◆ **Action item**
In full and without alteration, print the entries.

◆ **Material for the task**
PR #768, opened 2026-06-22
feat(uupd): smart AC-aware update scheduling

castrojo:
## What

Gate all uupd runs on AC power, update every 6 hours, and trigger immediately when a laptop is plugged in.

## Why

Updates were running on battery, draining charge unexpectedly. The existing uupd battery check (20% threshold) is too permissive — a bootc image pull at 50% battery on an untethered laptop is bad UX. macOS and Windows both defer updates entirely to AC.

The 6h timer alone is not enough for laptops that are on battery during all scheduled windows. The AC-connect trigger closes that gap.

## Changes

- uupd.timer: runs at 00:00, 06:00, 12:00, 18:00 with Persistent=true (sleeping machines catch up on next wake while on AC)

◆ **Reply**
PR #768, opened 2026-06-22
feat(uupd): smart AC-aware update scheduling

castrojo:
## What

Gate all uupd runs on AC power, update every 6 hours, and trigger immediately when a laptop is plugged in.

## Why

Updates were running on battery, draining charge unexpectedly. The existing uupd battery check (20% threshold) is too permissive — a bootc image pull at 50% battery on an untethered laptop is bad UX. macOS and Windows both defer updates entirely to AC.

The 6h timer alone is not enough for laptops that are on battery during all scheduled windows. The AC-connect trigger closes that gap.

## Changes

- uupd.timer: runs at 00:00, 06:00, 12:00, 18:00 with Persistent=true (sleeping machines catch up on next wake while on AC)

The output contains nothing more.